Then I think your best bet is to use as many “whole” ingredients as possible to keep the integrity of the meat and not muddy your flavors too much. Start with a high-quality sweet and smoky dark chili powder and/or some nice dried whole chilis such as poblanos which hardly have any heat, or some other mild dried chilis. A good paprika doesn’t hurt. Whole peeled, hand-crushed tomatoes or at least hand-diced if you’re going the tomato route, large whole cloves of garlic, any herbs you use (in chili I wouldn’t go crazy, and thyme is my absolute favorite herb for venison) keep them bundled, and onions or whatever other veg (I like celery a lot for some reason, but only a couple of stalks) I tend to keep diced but not super finely, just chunky enough to chew but fit on the same spoonful as other ingredients. Remove herb stalks, pepper stems, etc after they’ve cooked down, and blend up any large hunks of tomato/peppers and garlic if you’re feeling like a mad scientist then toss them back in and let it groove.

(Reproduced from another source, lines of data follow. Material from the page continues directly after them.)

PR #626, opened 2015-10-20
npm:moment@2.10.6

teohhanhui:
`moment` changed to use `npm:moment` as discussed in #613 and #616

Package override taken from moment/moment#2577

### DIFF
--- a/registry.json
+++ b/registry.json
@@ -304,7 +304,7 @@
   "mocha": "npm:mocha",
   "modernizr": "github:Modernizr/Modernizr",
   "module": "github:jspm/nodelibs-module",
-  "moment": "github:moment/moment",
+  "moment": "npm:moment",
   "moment-json-parser": "npm:moment-json-parser",
   "mongoose": "github:gavinaiken/mongoose-browser",
   "moonridge-client": "github:capaj/Moonridge-client",


package-overrides/npm/moment@2.10.6.json
```diff
@@ -0,0 +1,9 @@
+{
+  "directories": {
+    "lib": "src"
+  },
```
guybedford: We don't encourage the use of `directories.lib`.

package-overrides/npm/moment@2.10.6.json
```diff
@@ -0,0 +1,9 @@
...
+  "main": "moment.js",
+  "ignore": [
+    "./src/test/"
```
guybedford: Moment doesn't actually seem to have a `src` directory?

teohhanhui: https://github.com/moment/moment/tree/2.10.6/src

teohhanhui:
@guybedford Unfortunately I'm having some trouble getting this to work. The `jspm` config in moment's package.json seems to be taking precedence over my local override.

```json
{
  "files": [
    "src"
  ],
  "ignore": [
    "src/test/"
  ],
  "main": "src/moment.js"
}
```
This is my local override but I end up with only `package.json` file in the directory.

teohhanhui:
Uhh I've figured it out. The `src` directory is not part of the `npm` package.

teohhanhui:
As it stands, we cannot use `npm:moment`. Need to find another solution then...

PR #627, opened 2015-10-20
point moment at npm

lookfirst:


guybedford:
This will be handled already fine by the PR at https://github.com/jspm/registry/pull/626 when this lands.

PR #630, opened 2015-10-22
Use npm version of PouchDB

nolanlawson:
See discussion in https://github.com/pouchdb/pouchdb/issues/4460#issuecomment-149931111. It's much less problematic for PouchDB users to use the npm version rather than the Github version.

### DIFF
--- a/registry.json
+++ b/registry.json
@@ -344,7 +344,7 @@
   "pixi.js": "npm:pixi.js",
   "poly": "github:cujojs/poly",
   "postal": "npm:postal",
-  "pouchdb": "github:pouchdb/pouchdb",
+  "pouchdb": "npm:pouchdb",
   "pretender": "npm:pretender",
   "prism": "github:LeaVerou/prism",
   "process": "github:jspm/nodelibs-process",


guybedford:
`jspm install npm:pouchdb` installs a lot of dependencies. Are there features provided by this version that we don't already get in the github version? Ideally overrides can be used to reduce the dependency tree size to just what is necessary here.

nolanlawson:
PouchDB can be installed one of two ways: as a Node lib or as a browser lib. When you `npm install pouchdb`, you get a `lib/index.js` that gives you the Node version, or when browserified gives you the browser version. There's also a prebuilt `dist/pouchdb.js` file that gives you the bundled browser version.

Based on this information, which one is the most appropriate default for `jspm install pouchdb`? I don't know the jspm community very well or what people expect, but based on pouchdb/pouchdb#4460 it seems like folks are getting very confused.

guybedford:
I think the github repo currently may be the best option if it is a browser build and doesn't litter with unnecessary dependencies. What exactly is the issue with using this currently?

nolanlawson:
@guybedford The issue is that it doesn't work out of the box for at least one of our users (see  pouchdb/pouchdb#4460). Looks like the fix for us is to add `{"jspm": {"main": "dist/pouchdb.js"}}`.

Is jspm designed primarily for the browser? If that's the case, then yeah, npm is going to give you a lot of stuff that doesn't help you much (such as a Node version of PouchDB that runs on LevelDB). If that's the case, then I'm fine with us just adding that `package.json` fix and calling it a day.

Will close unless you think there's more that should be done.

guybedford:
@nolanlawson thanks for sorting this out! jspm is designed primarily for the browser today, but we do provide Node workflows as well for universal JS use cases. Happy to stick with what works for now, and then it may be worth revisiting this once jspm 0.17 lands and we can fully support Node execution. As long as you don't mind a bit of back and fourth that is.

Hypercubed:
If `jspm.main` is set to use `dist/pouchdb.js` do you also need to explicitly set the dependencies to `{}`?  Won't all the dependencies also be downloaded if someonbe does `jspm install npm:pouchdb`?

PR #633, opened 2015-10-27
Add ionic2

vadimpopa:
Should that work for ionic2 ?. Also I've tried the github:driftyco/ionic2 and is taking the alpha1 version (github:driftyco/ionic2@2.0.0-alpha.1), but the npm one (npm install ionic@alpha) is taking alpha 30, so preferably to take the npm one

### DIFF
--- a/registry.json
+++ b/registry.json
@@ -234,7 +234,7 @@
   "infamous": "npm:infamous",
   "intro": "github:usablica/intro.js",
   "ionic": "github:driftyco/ionic-bower",
-  "ionic2": "npm:ionic@alpha",
+  "ionic2": "ionic-framework",
   "jcrop": "github:tapmodo/Jcrop",
   "jiff": "github:cujojs/jiff",
   "joi": "github:capaj/joi-browser",
--- a/registry.json
+++ b/registry.json
@@ -234,7 +234,7 @@
   "infamous": "npm:infamous",
   "intro": "github:usablica/intro.js",
   "ionic": "github:driftyco/ionic-bower",
-  "ionic2": "ionic-framework",
+  "ionic2": "npm:ionic-framework",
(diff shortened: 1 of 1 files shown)


registry.json
```diff
@@ -234,6 +234,7 @@
   "infamous": "npm:infamous",
   "intro": "github:usablica/intro.js",
   "ionic": "github:driftyco/ionic-bower",
+  "ionic2": "npm:ionic@alpha",
```
guybedford: Versions aren't supported in the registry.

guybedford:
Sure, does it seem to be working ok for you?

vadimpopa:
"jspm install npm:ionic@alpha" is not working locally. Only "jspm install github:driftyco/ionic2". Then, now I got it right, we should change with the second one and will be fine. So how we proceed with the Versions then, Ionic2 is like angular2, isn't that ok /?

guybedford:
@vadimpopa we don't currently support npm dist tags unfortunately. `jspm install npm:ionic2.0.0-alpha.9` would be the version to install here. (from `npm dist-tag ls ionic`). Support for dist-tags is tracking in https://github.com/jspm/npm/issues/61.

vadimpopa:
ok, got it, thanks.

vadimpopa:
@guybedford now with jspm install npm:ionic-framework is working, that's the correct ionic2 package

registry.json
```diff
@@ -234,6 +234,7 @@
   "infamous": "npm:infamous",
   "intro": "github:usablica/intro.js",
   "ionic": "github:driftyco/ionic-bower",
+  "ionic2": "ionic-framework",
```
guybedford: Did you mean `npm:ionic-framework`?

vadimpopa: right.

PR #635, opened 2015-10-27
Fix googlediff@0.1.0.json

mrydengren:
Apparently my fix in #634 exported an object literal and not the expected `diff_match_patch` function. This should fix that.

### DIFF
--- a/package-overrides/npm/googlediff@0.1.0.json
+++ b/package-overrides/npm/googlediff@0.1.0.json
@@ -1,4 +1,11 @@
 {
   "format": "global",
-  "main": "javascript/diff_match_patch_uncompressed.js"
+  "files": [
+    "javascript/diff_match_patch_uncompressed.js"
+  ],
+  "shim": {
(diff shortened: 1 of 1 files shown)


guybedford:
What was in the object literal? Was it definitely not the right object?

I'd suggest leaving out the `files` array and keeping the `main` though.

mrydengren:
[This](https://github.com/shimondoodkin/googlediff/blob/master/javascript/diff_match_patch_uncompressed.js#L2190-L2193) was in the object literal, but according to [`index.js`](https://github.com/shimondoodkin/googlediff/blob/master/index.js#L1) only the `diff_match_patch` function should be exported, which is expected by other modules using `googlediff`, such as [power-assert-formatter](https://github.com/power-assert-js/power-assert-formatter/blob/master/lib/udiff.js#L3).

guybedford:
Interesting, this would have worked equally well with just a shim on the `diff_match_path` file to make it be treated like a global then. But this is better to avoid the pointer main anyway.

PR #639, opened 2015-10-29
add an audio plugin for systemjs

ozsay:
this is an audio plugin for systemjs module loader

hopefully this is the right way to add packages to the registry.


registry.json
```diff
@@ -14,7 +14,8 @@
   "less": "github:aaike/jspm-less-plugin",
   "ts": "github:frankwallis/plugin-typescript",
   "sass": "github:screendriver/plugin-sass",
-
+  "audio": "github:ozsay/plugin-audio",
```
guybedford: Plugins go above in alphabetical order.

ozsay:
@guybedford I also fixed the order of all the plugins

guybedford:
:+1:

PR #1017, opened 2016-12-23
npm:debug update override to support 2.5.1

frankwallis:
to resolve https://github.com/jspm/jspm-cli/issues/2204 and https://github.com/visionmedia/debug/issues/394


frankwallis:
Possibly, but it sounds to me like 0.16 only supports ```jspmNodeConversion: false``` so it should stay as is until 0.16 is deprecated

aluanhaddad:
Thank you @frankwallis!

PR #1001, opened 2016-11-15
feat(lordfriend/nya-bootstrap-select): add override for lordfriend/ny…

davinkevin:
…a-bootstrap-select to have correct css

PR #1020, opened 2017-01-03
feat(nya-bootstrap-select): add github version of override

davinkevin:
I push on PR #1001 an error, so the override was only available for the NPM version of the lib.

### DIFF
--- a/package-overrides/github/lordfriend/nya-bootstrap-select@2.1.9.json
+++ b/package-overrides/github/lordfriend/nya-bootstrap-select@2.1.9.json
@@ -1,0 +1,13 @@
+{
+  "main": "dist/js/nya-bs-select.js",
+  "dependencies": {
+    "css": "jspm:css@*"
+  },
+  "shim": {
+    "dist/js/nya-bs-select": {
+      "deps": [
+        "../css/nya-bs-select.css!"
+      ]
+    }
+  }
+}


guybedford:
It's usually best to try and pick between npm and github. Is it worth altering the npm version to get that to work? Eg with `jspmNodeConversion: false`?

davinkevin:
I will try, but I think with the node version, the install will grab all the `angular` module from npm... and our project use mainly `angular` dep from github... 

For the `jspmNodeConversion`, I am not contributor of this lib, so I can't add this to the package.json (if I understand what you want me to do with the `jspmNodeConversion` flag)

guybedford:
@davinkevin ah right, that makes sense. The alternative would be to pr the npm version to use angular from github, but this is probably best for now.

davinkevin:
Thanks for the merge.

BTW, the npm version is scoped, so the correct naming for the file should be `@lordfriend/nya-bootstrap-select@2.1.9`

If I try the override with the NPM version (which doesn't cause extra-angular download :D ), I have this error : 

```
Downloading npm:@lordfriend/nya-bootstrap-select@2.1.9

warn Error on processPackageConfig
     Package.json dependency css set to jspm:css@*, which is not a valid dependency format for npm.
     It's advisable to publish jspm-style packages to GitHub or another registry so conventions are clear.

warn Error processing package config for npm:@lordfriend/nya-bootstrap-select.
```

So the override for the NPM version seems to be broken.

PR #1027, opened 2017-01-18
Leaflet.vector-markers needs to have leaflet in dependencies, otherwise resolving it in jspm fails

zakjan:


package-overrides/npm/Leaflet.vector-markers@0.0.6.json
```diff
@@ -1,4 +1,6 @@
 {
-  "dependencies": {},
+  "dependencies": {
+    "leaflet": "^1.0.0"
```
aluanhaddad: Thanks for the PR. This looks great, but for maximum compatibility the minimum version should be `"^0.7.0"` to match the requirements specified here https://github.com/hiasinho/Leaflet.vector-markers/blob/master/package.json#L33

That is of course there is an incompatibility with this version that you are aware of.

zakjan: Oops, missed that. Leaflet 1.0.x is stable for some time, but maintainer of this package haven't updated its leaflet major version yet. It works fine with it. What is the preferred solution for such situation?

zakjan: @aluanhaddad Version fixed to match the original package.

PR #1028, opened 2017-01-25
Add jQuery-Autocomplete registry and override

smajl:


package-overrides/github/devbridge/jQuery-Autocomplete@1.3.0.json
```diff
@@ -0,0 +1,13 @@
...
+  "files": [
+    "dist/",
+    "typings/jquery-autocomplete/",
+    "readme.md"
+  ],
+  "dependencies": {
+    "jquery": "*"
+  },
+  "shim": {
+    "jquery.autocomplete": ["jquery"]
```
aluanhaddad: I have tested this with both the latest stable and beta releases of JSPM and the `"shim"` section is not necessary as this is a well behaved package that only binds to a global `jQuery` as a last resort. Simply having jquery as a dependency cause the right behavior in both 2.2.4 and 3.1.1 releases

package-overrides/github/devbridge/jQuery-Autocomplete@1.3.0.json
```diff
@@ -0,0 +1,13 @@
+{
+  "files": [
+    "dist/",
+    "typings/jquery-autocomplete/",
```
aluanhaddad: Awesome that you included the typings, that is much appreciated. However, there is an issue. The typings directory includes a file named `jquery.autocomplete-tests.ts` which writes directly into the global scope.

package-overrides/github/devbridge/jQuery-Autocomplete@1.3.0.json
smajl: Thanks for the test, I have removed the shim.

package-overrides/github/devbridge/jQuery-Autocomplete@1.3.0.json
smajl: Changed, thanks for finding this out.

smajl:
Requested changes made. :)

aluanhaddad:
Thanks @smajl!

PR #1029, opened 2017-01-31
new official less plugin

amenadiel:
new official less plugin, according to https://github.com/systemjs/plugin-less/issues/10


guybedford:
Thanks again for your work here!

PR #1031, opened 2017-02-10
added textures.js

BuildingJarl:
Added [textures.js ](https://riccardoscalco.github.io/textures/) to registry.json


registry.json
```diff
@@ -25,6 +25,7 @@
   "text": "github:systemjs/plugin-text",
   "ts": "github:frankwallis/plugin-typescript",
   "tsv": "github:wpf500/plugin-tsv",
+  "textures": "npm:textures",
```
guybedford: This section of the registry is for plugins. Can you move this down to the next section at its alphabetical location?

PR #1039, opened 2017-02-27
Fix the path

nicklasb:
The path is incorrect and makes the library not work, at least for me, this fixes that problem.

### DIFF
--- a/package-overrides/github/twbs/bootstrap@3.3.7.json
+++ b/package-overrides/github/twbs/bootstrap@3.3.7.json
@@ -1,7 +1,7 @@
 {
-    "main": "js/bootstrap.js",
+    "main": "dist/js/bootstrap.js",
     "shim": {
-        "js/bootstrap": {
+        "dist/js/bootstrap": {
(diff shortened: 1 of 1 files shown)


guybedford:
Is this on jspm 0.16 or jspm 0.17? If I remember correctly the issue here is that what fixes one breaks the other.

nicklasb:
I am at jspm@0.17.0-beta.40.
But why is only one of *all* those packages?

aluanhaddad:
I am trying to figure out what changed. Bootstrap 3.3.7 was released on July 25, 2016 but this had been working up until a few weeks ago I believe.

nicklasb:
@aluanhaddad Well, @guybedford reverted a similar change earlier, because it broke 0.16. 
As 0.17 is not released, that would seem  to be a good call. 
Has 0.17 stopped adding "dist" to the path?

https://github.com/jspm/registry/commit/918910c3567c09412a8dc3725e5c128c2d724c20

PR #1040, opened 2017-03-05
add override for tslib to use module entry point

frankwallis:
Currently trying to use ```importHelpers``` option throws an error due to importing named exports from commonjs, see https://github.com/frankwallis/plugin-typescript/issues/199

### DIFF
--- a/package-overrides/npm/tslib@1.0.0.json
+++ b/package-overrides/npm/tslib@1.0.0.json
@@ -1,0 +1,4 @@
+{
+  "main": "tslib.es6.js",
+  "format": "esm"
+}


aluanhaddad:
@frankwallis I was playing around with this last night and ran into the same issues. I used the same override locally that you have added here and it works great. Thanks for submitting this!

AdamWillden:
This change broke our builds today. We transpile as a build step rather than on the fly. As a result of this PR it was trying to load ESM rather than cjs and failing to do so. I had to re-override this change which was quite frustrating waste of time for us figuring out what went wrong.

timfish:
@AdamWillden how did you re-override this issue?

AdamWillden:
@timfish Not at computer at moment. I modified the entry added to package json. Removed the 'main' line and changed the 'format' line to 'cjs'

frankwallis:
I have created https://github.com/jspm/registry/pull/1041 to resolve this.

PR #1041, opened 2017-03-06
fix back compatibility with jspm 0.16

frankwallis:
see https://github.com/Microsoft/tslib/issues/26#issuecomment-284441324

There is an issue with pointing at the ES module file because not everyone is using a transpiler.

I had to add "esModule": true to make it work with SystemJS@0.20, it seems that commonjs module.exports is hidden behind the 'default' property otherwise, which didn't seem correct to me. Shouldn't it be possible to import module.exports directly without using 'default' or setting 'esModule'?

### DIFF
--- a/package-overrides/npm/tslib@1.0.0.json
+++ b/package-overrides/npm/tslib@1.0.0.json
@@ -1,4 +1,4 @@
 {
-  "main": "tslib.es6.js",
-  "format": "esm"
+  "main": "tslib.js",
+  "format": "cjs"
 }


aluanhaddad:
We could import it using
```ts
import * as tslib from 'tslib'; 
```
and from a TypeScript perspective that might be expected to work but but my understanding of SystemJS@0.20 and the node eps is that the semantic implications of this are invalid and it is not therfore not allowed. @guybedford any insight on this would very helpful.

aluanhaddad:
As this is now broken again for jspm@0.17, I am trying to find and test a solution that will work for both branches.

guybedford:
@aluanhaddad the alternative to `__esModule` set in the original source is to add a meta configuration:

```
"meta": {
  "tslib.js": {
    "esModule: true
  }
}
```

this should work through the jspm 0.17 metadata override mechanism, as it passes all meta options directly to SystemJS (even though this was a recent SystemJS addition).

Let me know if that can work for you.

aluanhaddad:
@guybedford Excellent. I was not aware of the `"esModule": true` setting. Thank you.

PR #1043, opened 2017-03-17
add esModule marker for compatibility with SystemJS 0.20

aluanhaddad:
This allows for correct loading of tslib under jspm 0.17/SystemJS 0.20 while preserving compatibility with jspm 0.16/SystemJS 0.19.
See related discussion in #1040, #1041, and https://github.com/Microsoft/tslib/issues/26.

I have tested this under jspm@0.17.41 with SystemJS@0.20.10 and under jspm@0.16.53 with SystemJS@0.19.46.

### DIFF
--- a/package-overrides/npm/tslib@1.0.0.json
+++ b/package-overrides/npm/tslib@1.0.0.json
@@ -1,4 +1,9 @@
 {
   "main": "tslib.js",
-  "format": "cjs"
+  "format": "cjs",
+  "meta": {
+    "tslib.js": {
+      "esModule": true
+    }
+  }
 }


guybedford:
Lgtm //cc @frankwallis

aluanhaddad:
@frankwallis any change you can take a look at this?

frankwallis:
LGTM - in fact I thought I had already done this in the last commit but it appears not, maybe I just added a local override.

aluanhaddad:
@frankwallis, @guybedford I've found this does not work correctly when running jspm bundle in 0.17
Specifically, it `esModule` metadata seems to be ignored. In browser transpilation works perfectly.

guybedford:
@aluanhaddad thanks for letting me know. It would help to know how it is being ignored in the bundling process. Does it fail bundling? Or does it not get included in the package config in the bundle itself?

aluanhaddad:
@guybedford Sorry for not being more specific.

The bundling process completes successfully and the bundle in turn contains all the full package config.

The error happens at runtime. The named exports of tslib are not available on the imported module when the bundle is executed. It only exposes the `default`.

guybedford:
@aluanhaddad thanks for the clarification, in that case it sounds like this might be resolved by https://github.com/systemjs/builder/issues/775, which would ensure the bundle includes the `esModule` flag.

PR #1047, opened 2017-05-08
Added v-accordion

JSlain:


JSlain:
Thanks! That was fast.

Issue #1815, opened 2020-09-05
Introduce screenshot-testing framework


MohamedMedhat1998:
## Screenshot-testing
Screenshot testing is a kind of testing that is used to detect unintentional visual changes or regressions in the UI.   
This can be done by comparing two screenshots together, one is the reference (the golden) screenshot, and the other is the screenshot of the app after some code change.  

## Sub-Tasks
The screenshot testing process can be divided into the following tasks:  
1. Record
2. Verify
3. Update

### Record
It is the process of capturing the golden/reference screenshots so that they can be used in later verifications.

### Verify
The actual testing in which a new screenshot is taken to be tested, then it is compared with the reference screenshot that was taken during the “record” process. If the two screenshots are identical (they are pixel-perfect), the test passes, if not, the test fails.

### Update
It is the process of updating the current golden screenshots. It is used when we intentionally change the UI and want to take a new screenshot of that UI so that it becomes the new reference.

BenHenning:
I have thoughts on this finally! This is an issue that I consider on occasion every few months to try and figure out how this could be made to work. There's generally two main problems that need to be solved:
1. How to set up tests to actually perform screenshot testing.
2. How to manage golden images in the repository.

For (1), my best thoughts here is that we do something like the following:
- Introduce a new Kotlin JVM (i.e. not Android) library that can perform a simple diff between two screenshots (pixel-based matching seems fine). In the future we could consider features like fuzzy matching or subregion matching, though I'm hoping to preempt the latter and to hope the former is never needed.
- Introduce a ScreenDiff utility that can be called in an Espresso test (Robolectric may be possible in the future, but that involves pretty difficult additional work to hook up Robolectric rendering). This utility essentially:
  - Takes a screenshot of a view by ID.
  - Loads the golden image from the local repository.
    - We'll need to come up with a reasonable naming schema for goldens and golden paths, but I suspect we'll probably use the fully qualified test suite and test name.
    - Note that we'll need to include the golden images as part of the test build (either as resource or data files). 
  - Uses the library above (which would be pulled into the Android-based ScreenDiff utility library) to diff the screenshot with the golden, and fail if there's a difference.
  - **Important**: The ScreenDiff utility will need to save the failing image in the test's output directory.
- Write a Kotlin script that can extract the newly generated goldens and replace all of the existing goldens accordingly. This is the script developers will use when they want the goldens to update.

[...]

Issue #1523, opened 2020-07-25
Allow tests to orchestrate Glide to test image loading in testing environments


aggarwalpulkit596:
**Is your feature request related to a problem? Please describe.**
Currently, there is no way to test of loading an image using Glide with the help of caching the image locally. Tests of images shouldn't depend on the internet and should use cache but for ImageInteraction we can't use Roboelectric neither we can use the caching setup with Gradle.

**Describe alternatives you've considered**
In #1492 we've used a timeout of 5 seconds but that can be flaky depending upon the type of internet connectivity also that is an antipattern for these types of tests (see https://developer.android.com/training/testing/espresso/idling-resource#identify-when-needed)

seanlip:
Removing @aggarwalpulkit596 due to inactivity.

PR #2984, opened 2021-03-23
Fix #2940: Fix chapter lesson blurring for SVG thumbnails

### LINKED ISSUE #2940: Locked lesson thumbnails don't blur when loaded as SVGs

BenHenning:
Fix #2940

Adds support for blurring SVG images. The main issue is that our previous transformation is a ``BitmapTransformation``, and those don't apply to SVGs. This actually took me some time to figure out (https://github.com/bumptech/glide/issues/2631#issuecomment-803228591 was one of my braindumps). Glide does have support for attaching custom transformations to custom types (such as our ``ScalableVectorGraphic`` class). Beyond that, I couldn't find a good way to blur the SVG, so I added a pathway to prerender the SVG to a bitmap and then blur that. Not only does this consolidate our blurring to one routine (which adds consistency), it also is likely more performant to render bitmaps than SVGs. I might add bitmap pre-rendering for all SVGs since sometimes the picture rendering fails, and bitmap rendering seems more reliable.

Testing is tricky here. We ideally need Glide testing to verify upstream that the drawable is created & arranged correctly (tracked by #1523), and we need screenshot testing to verify visual correctness especially for blurring (#1815). I'm not clear on what else I can test--if anyone has ideas, please let me know.

In order to test this locally, you'll need to download the alpha assets locally. This is a bit tricky to do, so please follow up with me if you want to verify locally. Otherwise, you can verify this is correct via the alpha test binary after all of the alpha PRs are merged in.

One side change: I updated the bitmap transformation to correctly use a message digest/equals/hashCode as recommended by Glide documentation: https://bumptech.github.io/glide/doc/transformations.html#required-methods. From my understanding, the previous implementation is unlikely to run into any issues but the changes make the transformation more correct per documentation.

Screenshot of blurring with SVG:

image


rt4914:
@BenHenning For this can you mention the steps to load the alpha content so that I can check on that.

BenHenning:
A bug I found while testing with production alpha: sometimes images won't load in the list (& will either white out or just be the filled color). This seems to only affect the story list, and sometimes they appear after scrolling & waiting and other times they don't (even with app restart). It seems like something is failing when converting to bitmap & it never recovers.

rt4914:
@BenHenning Does this PR still needs a review?

BenHenning:
Yup @rt4914, but it looks like no codeowners reviews are necessary. I'll ask @viktoriias to review since she introduced the original blurring code, and you since you're reviewing #2981 and that's introducing most of the SVG stuff used here.

BenHenning:
@rt4914 & @viktoriias PTAL.

utility/src/main/java/org/oppia/android/util/parser/BitmapBlurrer.kt
```diff
@@ -6,52 +6,48 @@ import android.renderscript.Allocation
...
- * The following [tutorial](https://futurestud.io/tutorials/glide-custom-transformation)
- * was used as a reference, as well as this [article](https://stackoverflow.com/a/23119957).
+ * The radius of the blur, a float between 0 and 25. It defines the value of the standard deviation
+ * to the Gaussian function.
  */
-class BlurTransformation(private val context: Context) : BitmapTransformation() {
+private const val BLUR_RADIUS = 20f
 
+/** Utility used to blur [Bitmap]s. */
+internal class BitmapBlurrer(private val context: Context) {
```
rt4914, line 17: Though this class name makes sense to me but reading it sounds a bit awkward.

rt4914 (approved):
LGTM.

viktoriias:
LGTM

viktoriias (approved):

utility/src/main/java/org/oppia/android/util/parser/BitmapBlurrer.kt
BenHenning: Might be because 'blurrer' isn't a word. :) Any suggestions for alternative names?

rt4914: `BitmapBlurEffect` , `BitmapBlurImpl` ?

BenHenning: 'Impl' doesn't really fit since it's not implementing an interface/API. 'BlurEffect' is a bit off, too, since 'effect' actually means something in Android and this isn't that (https://developer.android.com/reference/android/media/effect/Effect).

I think I'll keep this now (for time), but if you have additional thoughts I'm happy to discuss.

BenHenning:
Looks like the Gradle failure is due to the uncommon LogUploadWorkerTest flake being tracked by #2032.

BenHenning:
Thanks for the reviews!

Note also that the code reviewer request above isn't right--it was a temporary request due to the base branch changing without the branch itself being updated to be properly based on develop post the squash merge of #2983.

BenHenning:
Hmm. CI isn't triggering for some reason. Closing & reopening PR to see if that triggers it.

BenHenning:
Note that I do plan on letting the full CI checks run on develop now that this & the previous 4 PRs have been merged.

Beans (if you’re using them) would be the only exception to my fresh-is-best policy on ground-meat chili, as I’m just too damn lazy to do the dried bean thing. I like red kidney beans or black beans and I drain them well ahead of time; bean juice is nasty to me.
Thin it out with beer (my favorite), red wine (my mom’s recipe), or beef/venison broth, and thicken it up with corn starch (a little at a time).
That’s all I got. Good chili is more like a good jazz tune than a classical concerto, full of riffed nuance and improvised noodling that can always be replicated but never quite duplicated.